Superfund Research Program
Data Management and Analysis Core (DMAC)
- Project Summary
Project Summary (2022-2027)
The center investigators seek to understand and remediate potential health risks posed by complex exposure scenarios present at hazardous waste sites using a systems approach. Several of the projects use cutting-edge analytical chemistry, sequencing, and other approaches to produce high-dimensional “omic” data with thousands of parallel measurements on a specific endpoint. These data are analyzed to identify biological processes that are perturbed in complex environmental exposure scenarios.

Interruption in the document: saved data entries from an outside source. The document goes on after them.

PR #650, opened 2025-10-20
Split kmgmt.c in smaller files

simo5:
#### Description

Make operating on keymgmt provider a little easier by splitting into a file per each key type.

Depends on #649 
 
#### Checklist

- [ ] Documentation updated

#### Reviewer's checklist:

### DIFF
--- a/src/kmgmt/common.c
+++ b/src/kmgmt/common.c
@@ -306,6 +306,9 @@ int p11prov_kmgmt_match(const void *keydata1, const void *keydata2,
     P11PROV_OBJ *key2 = (P11PROV_OBJ *)keydata2;
     int cmp_type = OBJ_CMP_KEY_TYPE;
 
+    P11PROV_debug("key (type: %ld) match %p %p %d", type, keydata1, keydata2,
+                  selection);
+
     if (key1 == key2) {
         return RET_OSSL_OK;
     }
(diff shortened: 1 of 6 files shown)


src/kmgmt/common.c
```diff
@@ -0,0 +1,513 @@
...
+        case CKA_SIGN_RECOVER:
+            set_bool_val(&template[i], sig);
+            break;
+        case CKA_DERIVE:
+            set_bool_val(&template[i], der);
+            break;
+        case CKA_WRAP:
+        case CKA_UNWRAP:
+            set_bool_val(&template[i], wrap);
+            break;
```
Jakuje: Is there the Key encapsulation usage to set too?

src/kmgmt/common.c
```diff
@@ -0,0 +1,513 @@
...
+        return RET_OSSL_ERR;
+    }
+
+    if (class == CKO_DOMAIN_PARAMETERS && type != CKK_EC) {
+        P11PROV_debug("import of domain parameters is only for EC keys");
+        /* There are no Domain parameters associated with an
+         * ECX or RSA, etc.. key in OpenSSL, so there is nothing really
+         * we can import */
+        return RET_OSSL_ERR;
+    }
```
Jakuje, line 437: thinking if merging this into the previous condition would make it easier to read?
```suggestion
    } else if (selection & OSSL_KEYMGMT_SELECT_DOMAIN_PARAMETERS) {
        P11PROV_debug("import of domain parameters is only for EC keys");
        /* There are no Domain parameters associated with an
         * ECX or RSA, etc.. key in OpenSSL, so there is nothing really
         * we can import */
        if (type != CKK_EC) {
            return RET_OSSL_ERR;
        }
        class = CKO_DOMAIN_PARAMETERS;
    } else {
        return RET_OSSL_ERR;
    }
```

src/kmgmt/common.c
```diff
@@ -0,0 +1,513 @@
...
+                         void *cb_arg)
+{
+
+    P11PROV_OBJ *key = (P11PROV_OBJ *)keydata;
+    P11PROV_CTX *ctx = p11prov_obj_get_prov_ctx(key);
+    CK_OBJECT_CLASS class = p11prov_obj_get_class(key);
+    CK_KEY_TYPE type = p11prov_obj_get_key_type(key);
+    bool params_only = false;
+
+    P11PROV_debug("key %p import (type: %ld, selection: %d)", key, type,
```
Jakuje:
```suggestion
    P11PROV_debug("key %p export (type: %ld, selection: %d)", key, type,
```

src/kmgmt/ec.c
```diff
@@ -0,0 +1,924 @@
...
+                              "Unknown Curve %*s", (int)p->data_size,
+                              (char *)p->data);
+                return RET_OSSL_ERR;
+            }
+            ctx->data.ec.ec_params = ec_name_to_params[i].ec_param;
+            ctx->data.ec.ec_params_size = ec_name_to_params[i].ec_param_size;
+        }
+        break;
+    case CKK_EC_EDWARDS:
+        p = OSSL_PARAM_locate_const(params, "p11prov_edname");
```
Jakuje: Should we make some constant for this string, like `P11PROV_EDNAME` to avoid keeping constant strings all over the place?

src/kmgmt/ec.c
```diff
@@ -0,0 +1,924 @@
...
+                                                        sizeof(ED25519)),
+                                 OSSL_PARAM_END };
+    int ret;
+
+    P11PROV_debug("ed25519 gen_init %p", provctx);
+
+    /* we need to allow to initialize a generation of just domain parameters,
+     * as this is used by OpenSSL for ECDH, to set the expected parameters
+     * first and then import the received public peer key */
+    if ((selection & OSSL_KEYMGMT_SELECT_ALL) == 0) {
```
Jakuje, line 617: I think this comment applies only for the ECDSA and key derivation, which is not available in EdDSA, right?
(yes, it was in the original code).
The condition though is still relevant, I think.

src/kmgmt/ec.c
```diff
@@ -0,0 +1,924 @@
...
+    ctx = p11prov_kmgmt_gen_init(provctx, CKK_EC_EDWARDS,
+                                 CKM_EC_EDWARDS_KEY_PAIR_GEN);
+    if (!ctx) {
+        return NULL;
+    }
+
+    /* is this a parameter generator request ? */
+    if ((selection & OSSL_KEYMGMT_SELECT_KEYPAIR) == 0) {
+        ctx->data.ec.paramgen = true;
+    }
```
Jakuje, line 677: This is not used for anything in the eddsa keygen? lets drop that.

src/kmgmt/ec.c
```diff
@@ -0,0 +1,924 @@
...
+
```
Jakuje, line 632: Not used in eddsa. Leftover from the ECDSA, I think.

src/kmgmt/mldsa.c
```diff
@@ -0,0 +1,362 @@
...
+}
+
+static const OSSL_PARAM *p11prov_mldsa_gettable_params(void *provctx)
+{
+    static const OSSL_PARAM params[] = {
+        OSSL_PARAM_octet_string(OSSL_PKEY_PARAM_PUB_KEY, NULL, 0),
+        OSSL_PARAM_int(OSSL_PKEY_PARAM_BITS, NULL),
+        OSSL_PARAM_int(OSSL_PKEY_PARAM_SECURITY_BITS, NULL),
+        OSSL_PARAM_int(OSSL_PKEY_PARAM_MAX_SIZE, NULL),
+        OSSL_PARAM_utf8_string(OSSL_PKEY_PARAM_MANDATORY_DIGEST, NULL, 0),
```
Jakuje, line 300: you list this as a gettable parameter, but never handle it in the above `p11prov_mldsa_get_params()`.

src/kmgmt/rsa.c
```diff
@@ -0,0 +1,666 @@
...
+        return 152;
+    case 6144:
+        return 176;
+    case 7680:
+        return 192;
+    case 8192:
+        return 200;
+    case 15360:
+        return 256;
+    }
```
Jakuje: Is this part needed when the following block would return exactly the same values for these specific values?

src/kmgmt/common.c
simo5: I guess I can do this

src/kmgmt/ec.c
simo5: ok!

src/kmgmt/ec.c
simo5: I think it applies to ECDH using Edwards curves too.

When I look at EVP_PKEY_copy_parameters() in OpenSSL it ends up calling `evp_keymgmt_util_copy(to, (EVP_PKEY *)from, SELECT_PARAMETERS);` when both `from` and `to` keys are from the same provider.
With:
`# define SELECT_PARAMETERS OSSL_KEYMGMT_SELECT_DOMAIN_PARAMETERS`

And this function is called for many key types, including RSA, DSA, DH and ML-KEM, as well as EC, so it may need to actually be applied more broadly, even if effectively it ends up doing almost nothing (it will set things like param_set for ML_DSA/ML-KEM keys or sec_bits to diffeentiate between Ed25519 and Ed448)

So I think I will leave this as is for now.

src/kmgmt/ec.c
simo5: Au contraire, p11prov_ec_gen() uses it and this function is used by both EC and ED providers

src/kmgmt/ec.c
simo5: it is used

src/kmgmt/mldsa.c
simo5: well spotted, we need to handle it.

src/kmgmt/rsa.c
simo5: I forget what the reasoning ever was here, so I'll simplify this, good catch

simo5:
Thanks for the review!!

PR #652, opened 2025-10-22
add further block cipher modes and extend tests

ep69:
#### Checklist

- [ ] Documentation updated

#### Reviewer's checklist:


src/cipher.c
```diff
@@ -276,11 +276,26 @@ static int set_iv(struct p11prov_cipher_ctx *ctx, const unsigned char *iv,
...
-        if (!ctx->mech.pParameter) {
-            return CKR_HOST_MEMORY;
+        if (ctx->mech.mechanism == CKM_AES_CTR) {
+            struct CK_AES_CTR_PARAMS *ctr_params = \
+                OPENSSL_malloc(sizeof(struct CK_AES_CTR_PARAMS));
+            if (!ctr_params) {
+                return CKR_HOST_MEMORY;
+            }
+            if (ivlen > 16) {
+                return CKR_GENERAL_ERROR; // TODO what error is approrpiate?
```
Jakuje: probably `CKR_MECHANISM_PARAM_INVALID`.

Jakuje: Please, move the check before the allocation to avoid a memory leak on error case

The Data Management and Analysis Core (DMAC) supports all aspects of the scientific data process: from statistical design, data management, and QA/QC to providing high performance computing platforms, with secure access to center data, consulting on data science, biostatistical analysis, to development of new methodology and its dissemination for project goals. The DMAC thus supports the acquisition, storage, analysis, and sharing of large, complex datasets through the development of tools, infrastructure, and expertise. It develops data-driven, machine-learning methods to find patterns in high-dimensional data sets to understand biological perturbations and potential health risks associated with exposures. These efforts include proposals for new statistical algorithms (and resulting software) on discovering which patterns of chemical mixtures have greatest potential human health impacts. As these methods require a lot of computing power, core leaders work with the Berkeley Research Computing group to provide a platform for computation that provides for fast, scalable solutions, as the resulting system will have over 100 CPUs. This platform also has direct access through the integration with Box file management system. Finally, the DMAC manages access to center data, metadata, analysis plans and other supporting material releases using the Open Scientific Framework (osf). In conclusion, this core is an integral and critical component of the overall program that supports the whole life history of center data.